**Supplied material:**
- - -

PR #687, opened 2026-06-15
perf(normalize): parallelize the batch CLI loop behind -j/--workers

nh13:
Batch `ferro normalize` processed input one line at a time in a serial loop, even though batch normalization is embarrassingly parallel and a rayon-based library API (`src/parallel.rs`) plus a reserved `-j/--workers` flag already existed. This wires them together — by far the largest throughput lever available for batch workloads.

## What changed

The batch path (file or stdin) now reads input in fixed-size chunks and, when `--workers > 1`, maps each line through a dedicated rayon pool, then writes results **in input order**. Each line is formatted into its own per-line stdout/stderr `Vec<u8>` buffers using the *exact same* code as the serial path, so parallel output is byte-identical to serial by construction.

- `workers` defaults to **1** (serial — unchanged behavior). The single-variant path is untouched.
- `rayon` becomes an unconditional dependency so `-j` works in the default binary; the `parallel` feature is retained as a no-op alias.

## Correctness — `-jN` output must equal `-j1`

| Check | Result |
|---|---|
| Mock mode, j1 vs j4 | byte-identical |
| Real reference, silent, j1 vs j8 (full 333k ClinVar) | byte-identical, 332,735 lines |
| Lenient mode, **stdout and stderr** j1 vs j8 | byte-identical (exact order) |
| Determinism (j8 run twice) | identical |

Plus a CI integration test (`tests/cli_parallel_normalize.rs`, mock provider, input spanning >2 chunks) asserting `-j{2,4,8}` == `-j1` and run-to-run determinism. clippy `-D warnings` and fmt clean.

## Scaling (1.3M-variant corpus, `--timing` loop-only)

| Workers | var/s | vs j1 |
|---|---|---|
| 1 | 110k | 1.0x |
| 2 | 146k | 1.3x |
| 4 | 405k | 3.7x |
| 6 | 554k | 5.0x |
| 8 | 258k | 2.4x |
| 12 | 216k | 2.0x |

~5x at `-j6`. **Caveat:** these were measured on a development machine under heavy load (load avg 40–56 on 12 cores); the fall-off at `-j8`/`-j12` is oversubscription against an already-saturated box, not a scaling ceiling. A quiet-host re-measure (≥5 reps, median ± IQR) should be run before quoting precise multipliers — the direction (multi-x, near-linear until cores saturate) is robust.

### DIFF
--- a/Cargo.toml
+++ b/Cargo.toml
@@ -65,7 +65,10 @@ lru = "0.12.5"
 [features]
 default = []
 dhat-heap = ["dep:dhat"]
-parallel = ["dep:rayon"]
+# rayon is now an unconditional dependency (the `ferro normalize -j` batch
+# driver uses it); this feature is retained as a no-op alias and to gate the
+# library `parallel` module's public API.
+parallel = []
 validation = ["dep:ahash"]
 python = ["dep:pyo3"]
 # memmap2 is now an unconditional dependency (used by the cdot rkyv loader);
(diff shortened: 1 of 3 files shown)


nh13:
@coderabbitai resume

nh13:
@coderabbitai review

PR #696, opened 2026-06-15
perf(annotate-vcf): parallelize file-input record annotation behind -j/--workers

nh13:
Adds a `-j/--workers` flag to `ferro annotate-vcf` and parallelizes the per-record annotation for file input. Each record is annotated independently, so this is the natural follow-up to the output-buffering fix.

- - -

**What you have to do:** Full repetition needed. Write out every entry above exactly as given.

**The answer:**
PR #687, opened 2026-06-15
perf(normalize): parallelize the batch CLI loop behind -j/--workers

nh13:
Batch `ferro normalize` processed input one line at a time in a serial loop, even though batch normalization is embarrassingly parallel and a rayon-based library API (`src/parallel.rs`) plus a reserved `-j/--workers` flag already existed. This wires them together — by far the largest throughput lever available for batch workloads.

## What changed

The batch path (file or stdin) now reads input in fixed-size chunks and, when `--workers > 1`, maps each line through a dedicated rayon pool, then writes results **in input order**. Each line is formatted into its own per-line stdout/stderr `Vec<u8>` buffers using the *exact same* code as the serial path, so parallel output is byte-identical to serial by construction.

- `workers` defaults to **1** (serial — unchanged behavior). The single-variant path is untouched.
- `rayon` becomes an unconditional dependency so `-j` works in the default binary; the `parallel` feature is retained as a no-op alias.

## Correctness — `-jN` output must equal `-j1`

| Check | Result |
|---|---|
| Mock mode, j1 vs j4 | byte-identical |
| Real reference, silent, j1 vs j8 (full 333k ClinVar) | byte-identical, 332,735 lines |
| Lenient mode, **stdout and stderr** j1 vs j8 | byte-identical (exact order) |
| Determinism (j8 run twice) | identical |

Plus a CI integration test (`tests/cli_parallel_normalize.rs`, mock provider, input spanning >2 chunks) asserting `-j{2,4,8}` == `-j1` and run-to-run determinism. clippy `-D warnings` and fmt clean.

## Scaling (1.3M-variant corpus, `--timing` loop-only)

| Workers | var/s | vs j1 |
|---|---|---|
| 1 | 110k | 1.0x |
| 2 | 146k | 1.3x |
| 4 | 405k | 3.7x |
| 6 | 554k | 5.0x |
| 8 | 258k | 2.4x |
| 12 | 216k | 2.0x |

~5x at `-j6`. **Caveat:** these were measured on a development machine under heavy load (load avg 40–56 on 12 cores); the fall-off at `-j8`/`-j12` is oversubscription against an already-saturated box, not a scaling ceiling. A quiet-host re-measure (≥5 reps, median ± IQR) should be run before quoting precise multipliers — the direction (multi-x, near-linear until cores saturate) is robust.

### DIFF
--- a/Cargo.toml
+++ b/Cargo.toml
@@ -65,7 +65,10 @@ lru = "0.12.5"
 [features]
 default = []
 dhat-heap = ["dep:dhat"]
-parallel = ["dep:rayon"]
+# rayon is now an unconditional dependency (the `ferro normalize -j` batch
+# driver uses it); this feature is retained as a no-op alias and to gate the
+# library `parallel` module's public API.
+parallel = []
 validation = ["dep:ahash"]
 python = ["dep:pyo3"]
 # memmap2 is now an unconditional dependency (used by the cdot rkyv loader);
(diff shortened: 1 of 3 files shown)


nh13:
@coderabbitai resume

nh13:
@coderabbitai review

PR #696, opened 2026-06-15
perf(annotate-vcf): parallelize file-input record annotation behind -j/--workers

nh13:
Adds a `-j/--workers` flag to `ferro annotate-vcf` and parallelizes the per-record annotation for file input. Each record is annotated independently, so this is the natural follow-up to the output-buffering fix.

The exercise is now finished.